Description of the task
Report the count, and only the count, of lines in the records that include the word "opened".

Supplied records
Issue #4777, opened 2026-03-09
Bug: DNS record form comment field character count remains after previous is canceled


kimmsie:
### Current Behavior

If a user enters characters in the comment field, the character count decreases as expected. However, if a user cancels their form with existing text in the comment field and opens a new record form, the character count from the previously added canceled form remains.

https://github.com/user-attachments/assets/a7043a31-596e-49ab-926d-9bde4069b2de

### Expected Behavior

When a new record form is created, the character count should reset back to 500 and read "500 characters allowed."

### Steps to Reproduce

1. From the DNS records page, add a record.
2. Input some data into the comment field.
3. Without removing your data, select the cancel button.
4. Select the add record button to create a new record form.

### Environment

Environment: Glacier
Browser: Chrome

### Issue Links

- 🔄 Relates to: #4631

PR #4870, opened 2026-04-03
#4775 - Add DNS record form comment field character count changes during an error - [GLACIER]

### LINKED ISSUE #4775: Bug: Add DNS record form comment field character count changes during an error or when a new form is opened
### Current Behavior

After a user adds a record and a new add record form is started without refreshing the page, the comment input field's character count changes to "You can enter up to 500 characters" and does not count down as characters are added. The text color also changes to `#1b1b1b`. This also happens when the form has errors.

Image

### Expected Behavior

When adding a new record form, the character count helper text should say "500 characters allowed" and count down as the user types. The text color should be `#71767a`.

Image

### Steps to Reproduce

1. On the DNS records page, add a record.
2. Without refreshing the page, click the add record button to make a new record.

Also:
1. On the DNS records page, open the add record form.
2. Select save without entering any data.

### Environment

Environment: Glacier sandbox
Browser: Chrome

### Additional Context

When adding a form for the first time, it has the expected behavior. But after saving a record, the next add record form displays the bug

### Issue Links

- 🔄 Relates to: #4631

asaki222:
## Ticket

Resolves #4775 

## Changes

- On the dns form class, hide character count flag is turned on.
- Created a new div with the character count classes.
- Created a new function called CreateCharacterCount, which shares the same logic as the content character count in the txt form, and the comment section.
- Created another new function to `commentCharacterEventListener`, which adds the event listener for the input on each row, and the form to generate the text.
- Updated the over character limit text to match our other forms.
- Updated a class on the comment button that I had missed on a previous pr, which closes the gap between the caret and the comment icon on the dns records table.
- Fixed another bug where the content field did not swap from input to a textarea on firefox.
- Added code for accessibility to show the number of characters.
- Updated the txt content section to initially show "allowed" characters instead of "left".

## Setup

- Go to the /admin site > domain requests table > find a domain request with 'in review'
- Approve that domain requests
- Find the approved domain in the domains table. Enroll that domain in dns hosting
- Hit the manage
- Hit add a dns record, cause an error on the form.
- The character count on the box should still have the same styling as when you loaded the page. 
- Add a dns record of any type.
- Access the edit form
- The character count on the box should still have the same styling as when you loaded the page. 

  - [ ] Page header structure
  - [ ] Landmarks
  - [ ] Links and buttons

  - [ ] Page header structure
  - [ ] Landmarks
  - [ ] Links and buttons

- [x] Checked behavior. Comment any found issues or broken flows.

  - [ ] Page header structure
  - [ ] Landmarks
  - [ ] Links and buttons
  - [ ] Chrome
  - [ ] Microsoft Edge
  - [ ] FireFox
  - [ ] Safari

### References


erinysong:
will defer to @kimmsie on this but I noticed when testing and we submit an invalid record form, the character count flashes disappearing then suddenly reappears. Intuitively, I feel this is disruptive to the user experience since the character count is the only section that has this flashing disappear then reappear. Are there alternative ways to render the character count without this flashing?

https://github.com/user-attachments/assets/9061dc1c-6249-4549-a972-c84fc4eea3a0

erinysong:
> > will defer to @kimmsie on this but I noticed when testing and we submit an invalid record form, the character count flashes disappearing then suddenly reappears. Intuitively, I feel this is disruptive to the user experience since the character count is the only section that has this flashing disappear then reappear. Are there alternative ways to render the character count without this flashing?
> > Screen.Recording.2026-04-06.at.11.24.12.AM.mov
> > You are right there is a very slight flicker. We could add a fade in / out to make it less obvi? IDK though I think it would require some refactoring of the form handling and rendering as this part of input with errors. Is it a large enough issue for it's own ticket? Or is this something I should look into on this ticket? Thoughts @kimmsie
> 
> I can't seem to recreate the flicker. Which browser are you using? 🤔

@kimmsie this is on Firefox!

DaisyGuti:
> > > will defer to @kimmsie on this but I noticed when testing and we submit an invalid record form, the character count flashes disappearing then suddenly reappears. Intuitively, I feel this is disruptive to the user experience since the character count is the only section that has this flashing disappear then reappear. Are there alternative ways to render the character count without this flashing?
> > > Screen.Recording.2026-04-06.at.11.24.12.AM.mov
> > > You are right there is a very slight flicker. We could add a fade in / out to make it less obvi? IDK though I think it would require some refactoring of the form handling and rendering as this part of input with errors. Is it a large enough issue for it's own ticket? Or is this something I should look into on this ticket? Thoughts @kimmsie
> > 
> > 
> > I can't seem to recreate the flicker. Which browser are you using? 🤔
> 
> @kimmsie this is on Firefox!

I see this in Chrome but like barely visible, didn't notice it until Erin pointed it out 😆  @kimmsie @erinysong

DaisyGuti:
Adding the [Slack channel](https://cisa-corp.slack.com/archives/C06BZBJUUF8/p1775238884567689) for discussions on this

kimmsie (approved):
LGTM! Thanks Aditi!! 😺🎉

src/registrar/assets/src/js/getgov/domain-dns-record-content.js
```diff
@@ -1,5 +1,31 @@
 // Establishes javascript for dynamic content label based on type
 
+function getCharCountText (charLimit, textArea) {
+    const charactersLeft = charLimit - textArea.value.length;
+    if (charactersLeft >= 0) {
+      const characters = `character${charactersLeft === 1 ? '' : 's'}`;
+      return `${charactersLeft} ${characters} left`;
+    } else {
+      const characters = `character${Math.abs(charactersLeft) === 1 ? '' : 's'}`;
```
erinysong: Noticed we're using the same math to determine if there's a 1 char diff in both if blocks. Is there a reason we can't just calculate characters outside the if block and just calculate it using Math.abs(charactersLeft) === 1? Since we're only using `"character"` when there's a difference of 1 between the char limit and the user input

src/registrar/templatetags/custom_filters.py
```diff
@@ -337,3 +337,19 @@ def contact_text(contact, num_newlines=2):
     text = unescape(text)
     text = text.rstrip("\n")
     return text + "\n" * num_newlines
+
+
+@register.filter
+def remaining_characters_text(char_limit, field_value):
+    print("HELLO")
+    print(char_limit)
```
erinysong:
```suggestion

```

src/registrar/assets/src/js/getgov/domain-dns-record-content.js
```diff
@@ -57,17 +74,40 @@ export function editAndCommentButtonListener (){
         })
 }
 
+export function commentCharacterEventListener(){
+    function helperEventListener (element){
+        if(!element){
+            return;
+        }
+        const commentText = element.querySelector('.comment-character-count')
```
erinysong, line 81: What's the likelihood we reuse this pattern in future parts of our app? + what's your opinion on generalizing this event listener so it applies to a field in general and we don't need to commit the listener to a specific classname.
For example
```
function fieldCharacterCountListener(fieldClassName) {
   ...
   const commentText = element.querySelector(fieldClassName)
}
```
And then when we init in main.js we initialize that character count listener on inputs with classname comment-character-count
```
commentCharacterEventListener(.comment-character-count)
```

src/registrar/assets/src/js/getgov/domain-dns-record-content.js
```diff
@@ -57,17 +74,40 @@ export function editAndCommentButtonListener (){
         })
 }
 
+export function commentCharacterEventListener(){
```
erinysong, line 76: just curious and this may be more of a design question, what's the difference between using this event listener between input_with_errors and its char limit text? What would be the deciding factor to add this event listener to a form field over using input_with_errors?

erinysong:
I noticed in the ticket AC's the expected behavior says we want to initialize the char limit text to first say "X characters allowed" and once the user types, the char limit text becomes "X characters left." Is this AC still up-to-date?
image

Asking since I noticed the char limit text stays as "X characters left" when you open the form
image

src/registrar/assets/src/js/getgov/domain-dns-record-content.js
```diff
@@ -96,20 +135,22 @@ export function initDynamicDNSRecordFormFields() {
        
         if(selectedType == "TXT"){
             // Swap input type to text area
+            setTimeout(()=>{
```
erinysong, line 139: can you describe what we're doing by setting a timeout? Is this to address the flicker when we update the character count?

erinysong:
When I add a new record and type into it, then cancel adding the record, then open the Add new record form, the character count on the content resets but the character count on the comment does not

**Steps to reproduce:**
Fill in form to add new record. Click cancel
image

Click add record button again. Notice on the TXT form, the content character count resets but the comment character count has the same character count as from when you last filled the first record form. This is true on other record field types as well
image
image
image

src/registrar/templatetags/custom_filters.py
asaki222: ooh I missed this! Thank you

asaki222:
> I noticed in the ticket AC's the expected behavior says we want to initialize the char limit text to first say "X characters allowed" and once the user types, the char limit text becomes "X characters left." Is this AC still up-to-date? image
> 
> Asking since I noticed the char limit text stays as "X characters left" when you open the form image

@erinysong 

This is a separate bug. I picked up the ticket this sprint.

#4777

src/registrar/assets/src/js/getgov/domain-dns-record-content.js
asaki222: I am not sure the likelihood, we would use it but I can generalize it for future use.

asaki222:
> I noticed in the ticket AC's the expected behavior says we want to initialize the char limit text to first say "X characters allowed" and once the user types, the char limit text becomes "X characters left." Is this AC still up-to-date? image
> 
> Asking since I noticed the char limit text stays as "X characters left" when you open the form image

@erinysong when you rendered this, was this after you submitted the form? If so, I believe it is related to this ticket.

#4777

src/registrar/assets/src/js/getgov/domain-dns-record-content.js
asaki222: when I was testing, the input swap for the txt form did not happen on firefox. There is some delay from the dom content loading to the js grabbing the input. In the console, it would not find the "input". After adding setTimeout, it does find it.

src/registrar/assets/src/js/getgov/domain-dns-record-content.js
asaki222: I could take out the helperEventListener out of this method.  for the commentCharacterEventListener, it does runs this method per row, and for the form. I think that might too specific of a general use case.

src/registrar/assets/src/js/getgov/domain-dns-record-content.js
asaki222: The use case for this js function is to use it if an input needs a character count, and is involved in some htmx swap.

src/registrar/templates/domain_dns_record_edit_form.html
```diff
@@ -19,7 +20,16 @@ <h2 class="margin-top-0">Edit record</h2>
                 <input type="hidden" name="type" value="{{ dns_record.type }}" />
 
                 {% include dns_record.form_template with form=dns_record.form %}
-                {% input_with_errors dns_record.form.comment %}
+                <div>
+                    {% with add_group_class="usa-form-group--unstyled-error" %}
+                        {% input_with_errors dns_record.form.comment %}
+                    {% endwith %}
+                    <div class="usa-character-count__status usa-hint comment-character-count">
+                    <!-- Hardcorded value should be removed if/when the model is updated -->
```
erinysong: Can we specify here we'd remove the hardcode value once the dns record comment field's character limit is updated?

src/registrar/templatetags/custom_filters.py
```diff
@@ -337,3 +337,17 @@ def contact_text(contact, num_newlines=2):
     text = unescape(text)
     text = text.rstrip("\n")
     return text + "\n" * num_newlines
+
+
+@register.filter
+def remaining_characters_text(char_limit, field_value):
```
erinysong, line 343: Can we use the same logic we're using in the USWDS/custom js character count here as well for consistency?

erinysong:
Accessibility and UI: On VO when I initially open an Add record form, the comment field VO updates so that we are given the character count as we type. However, when we fail to submit a record form and get prompted with errors, the VO no longer includes the character count and the character count bottom text does not update the value since the original form submission

https://github.com/user-attachments/assets/bbd3ffeb-cc38-44de-86d4-a88452649be6

erinysong:
Similar to the above, when we submit an edit record form with errors, the character count resets to the character count value of the form when the record was last successfully saved, and not the character count of the most recently submitted comment text. In the example below, we edit a DNS record with an initial comment with 48 characters left. When we update the comment then submit an invalid edit to that record, the character count resets to 48 despite our changes

https://github.com/user-attachments/assets/ec5d9028-1206-460f-9a15-f2935c6af199

src/registrar/templates/domain_dns_record_edit_form.html
asaki222: I added specifics to the message. I have here

erinysong (changes requested):
One final change request: Can we update the message so that when a user hits the max character count the message is `0 characters left` to match USWDS rather than `0 characters over limit`?

Image

Image

erinysong (approved):
✅ Good with this being merged - thank you for making updates and answering questions!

Expected output
3